We did. So the first thing here is a question from WVU Mountaineer, who was listening
to a recent Bookworm episode that Joe Bulig and I did on Tim Ferriss' 4-Hour Workweek. Got thoughts
on that book, but did like the idea of using a virtual assistant to do things that were in line with designing the life
that I wanted to lead. I used a specific example in there, I think of something like a Disney
vacation, because you and I had been talking about that. And that's the kind of thing where like,
I'll put off the research on where to go, where to stay. And I know you're the expert. So I would
talk to you first anyways. But that just as an example of the type of thing that I might be able to have somebody else do
that research for me. And maybe that translates into the thing actually happening. So the question
here specifically was if anybody had any experience with a service called Zirtual.
And Zirtual has been around for a while. They kind of made news several years ago when they
kind of abruptly folded and then almost overnight came back. It's a US-based virtual assistant
company where everybody I believe has been college educated and really the thing about Zirtual is that you can assign pretty much
anything to it, but it also is a little bit expensive. I think the plan started almost
$300 for 12 hours per month. So almost $30 an hour for an assistant, which sounds like a lot of money.

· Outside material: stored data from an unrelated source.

PR #1452, opened 2018-01-09
[Backport][ipa-4-6] Idviews: fix objectclass violation on idview-add

tiran:
When the option --domain-resolution-order is used with the command
ipa idview-add, the resulting LDAP object stores the value in
ipadomainresolutionorder attribute.
The issue is that the add command does not add the needed object
class (ipaNameResolutionData) because it is part of
possible_objectclasses but not of object_class.

The fix makes sure to add the objectclass when the option
--domain-resolution-order is used, and adds a non-regression test.

Note that idview-mod does not have any issue as it correctly handles
the addition of missing possible objectclasses.

Fixes:
https://pagure.io/freeipa/issue/7350

Reviewed-By: Alexander Bokovoy <abokovoy@redhat.com>

Manual backport of PR #1437

### DIFF
--- a/ipaserver/plugins/idviews.py
+++ b/ipaserver/plugins/idviews.py
@@ -22,10 +22,11 @@ import re
 import six
 
 from .baseldap import (LDAPQuery, LDAPObject, LDAPCreate,
-                                     LDAPDelete, LDAPUpdate, LDAPSearch,
-                                     LDAPAddAttributeViaOption,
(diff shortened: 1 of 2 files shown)


tiran:
ipa-4-6:

* 6c89b26623e896ccf7ad58d2301b509a55ca9c2e Idviews: fix objectclass violation on idview-add

PR #1458, opened 2018-01-10
Prepare migration of mod_nss NSSDB to sql format

tiran:
- Refactor CertDB to look up values from its NSSDatabase.
- Add run_modutil() helpers to support sql format. modutil does not
  auto-detect the NSSDB format.
- Add migration helpers to CertDB.
- Add explicit DB format to NSSCertificateDatabase stanza
- Restore SELinux context when migrating NSSDB.
- Add some debugging and sanity checks to httpinstance.

The actual database format is still dbm. Certmonger on Fedora 26 does
neither auto-detect DB format nor support SQL out of the box.

https://pagure.io/freeipa/issue/7354

### DIFF
--- a/.test_runner_config.yaml
+++ b/.test_runner_config.yaml
@@ -43,6 +43,7 @@ steps:
       systemd_journal.log
       `find daemons -name '*.log' -print`
   - chown ${uid}:${gid} ${container_working_dir}/var_log.tar
+  - ls -laZ /etc/dirsrv/slapd-*/ /etc/httpd/alias/ /etc/pki/pki-tomcat/alias/ || true
   configure:
   - ./autogen.sh
   install_packages:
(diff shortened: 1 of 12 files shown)


tiran:
This PR is required to make FreeIPA 4.6 working on rawhide / Fedora 28. PR #1449 will be 4.7-only.

rcritten:
This works for me if I start with a sqlite database.

It fails if I start with a dbm database with:
2018-01-10T18:01:37Z DEBUG args=/usr/bin/certutil -d sql:/etc/httpd/alias -N -f /etc/httpd/alias/pwdfile.txt -@ /etc/httpd/alias/pwdfile.txt
2018-01-10T18:01:37Z DEBUG Process finished, return code=255
2018-01-10T18:01:37Z DEBUG stdout=
2018-01-10T18:01:37Z DEBUG stderr=No password file "/etc/httpd/alias/pwdfile.txt" exists.
Invalid password.

And sure enough there is no pwdfile.txt. This is an assumption of IPA because by default the database has no pin.

tiran:
Fix is blocked by Certmonger bug https://bugzilla.redhat.com/show_bug.cgi?id=1533368

tiran:
My PR #1474 is the successor of this PR.

PR #1459, opened 2018-01-11
Make IntegrationTest fail if an error happened during uninstall

felipevolpone:
Before this change, if the uninstall process fails, the test would not fail, due to the raiseonerr=False.

Fixes: https://pagure.io/freeipa/issue/7357

The results can be checked here:
https://fedorapeople.org/groups/freeipa/prci/jobs/e0c64916-f6ff-11e7-baa4-001a4a23169a/
https://fedorapeople.org/groups/freeipa/prci/jobs/05d5be8a-f700-11e7-a97e-001a4a231699/


felipevolpone:
This would help us to prevent what happened with PR 1410.

tiran:
master:

* d945583cc77a723f7108c36555cdbe2b4da2d495 Make IntegrationTest fail if an error happened during uninstall

PR #1460, opened 2018-01-12
test to check if recommended replication agreement exceeds

mrizwan93:
Maximum recommended number of agreements per replica is 4.
This test checks if number of agreement exceeds the recommendation,
warning should be given to the user

related ticket : https://pagure.io/freeipa/issue/6533

### DIFF
--- a/ipatests/test_integration/test_replica_promotion.py
+++ b/ipatests/test_integration/test_replica_promotion.py
@@ -570,3 +570,24 @@ class TestReplicaInstallWithExistingEntry(IntegrationTest):
         master.run_command(arg)
 
         tasks.install_replica(master, replica)
+
+
+class TestRecomendedReplicationAgreement(IntegrationTest):
+    """Maximum recomended number of agreements per replica is 4.
+    This test checks if number of agreement exceeds the recomendation,
+    warnning should be given to the user
+
+    related ticket : https://pagure.io/freeipa/issue/6533"""
+
+    num_replicas = 5
+
+    def test_recomended_replication_agreement(self):
+        tasks.install_topo('star', self.master, self.replicas,
+                           [], setup_replica_cas=False)
+        arg = ['ipa', 'topologysuffix-verify', 'domain']
+        cmd = self.master.run_command(arg)
+        expected_str1 = ("Recommended maximum number of "
+                         "agreements per replica exceeded")
+        expected_str2 = "Maximum number of agreements per replica: 4"
+        assert (expected_str1 in cmd.stdout_text) and (
+               expected_str2 in cmd.stdout_text)


ipatests/test_integration/test_replica_promotion.py
```diff
@@ -570,3 +570,36 @@ def test_replica_install_with_existing_entry(self):
         master.run_command(arg)
 
         tasks.install_replica(master, replica)
+
+
+ass TestRecomendedReplicationAgreement(IntegrationTest):
```
Tiboris: You meant class? 😆

mrizwan93: oh, yes.

ipatests/test_integration/test_replica_promotion.py
```diff
@@ -570,3 +570,36 @@ def test_replica_install_with_existing_entry(self):
...
+    def test_recomended_replication_agreement(self):
+        master = self.master
+        replica1 = self.replicas[0]
+        replica2 = self.replicas[1]
+        replica3 = self.replicas[2]
+        replica4 = self.replicas[3]
+        replica5 = self.replicas[4]
+
+        tasks.install_master(master)
+        tasks.install_replica(master, replica1)
```
Rezney: I guess you may also use something like: 

`tasks.install_topo('star', self.master, self.replicas, [],
                           setup_replica_cas=False)`

which would be much simpler...

mrizwan93: thanks, it is much simple.

ipatests/test_integration/test_replica_promotion.py
```diff
@@ -570,3 +570,24 @@ def test_replica_install_with_existing_entry(self):
...
+
+    related ticket : https://pagure.io/freeipa/issue/6533"""
+
+    num_replicas = 5
+
+    def test_recomended_replication_agreement(self):
+        tasks.install_topo('star', self.master, self.replicas,
+                           [], setup_replica_cas=False)
+        arg = ['ipa', 'topologysuffix-verify', 'domain']
+        cmd = master.run_command(arg)
```
Tiboris: Undefined variable 'master' :)

Tiboris:
Leaving final ack on @Rezney

ipatests/test_integration/test_replica_promotion.py
```diff
@@ -570,3 +570,24 @@ def test_replica_install_with_existing_entry(self):
...
+    related ticket : https://pagure.io/freeipa/issue/6533"""
+
+    num_replicas = 5
+
+    def test_recomended_replication_agreement(self):
+        tasks.install_topo('star', self.master, self.replicas,
+                           [], setup_replica_cas=False)
+        arg = ['ipa', 'topologysuffix-verify', 'domain']
+        cmd = self.master.run_command(arg)
+        expected_str1 = ("Recommended maximum number of " +
```
stlaz: No need to concat the strings.

mrizwan93: It is exceeding 80 characters if not concatenated.

Tiboris: You can delete '+' and it will be as one string.

stlaz: What I mean is that:
```
("Recommended maximum number of "
"agreements per replica exceeded")
```
is still valid and considered one string, thus more lightweight.

felipevolpone: @mrizwan93 there is no need to use the `+` when a string exceeds the limits of chars per line. You can do this way:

And I wanted to pick your brain on this because working with a virtual assistant has been something I tried a long time ago and failed miserably at. But I believe you've done this to some degree where you have some people helping you out with hustle and having a little more sanity in my life, the takeaway for me that I didn't say at the point was I need to offload some more work.
I need to do this in a way where I can have these pushes and not have my life go completely bonkers.
So there's more stuff to be assigned out.
And I dipped my toe into this a couple of years ago, and I have had some success.
I've had some failures too.
I have a virtual assistant that was referred to me by a client.
I set up the account with this person.
And as soon as I said that, I realized I didn't know what I would give to them.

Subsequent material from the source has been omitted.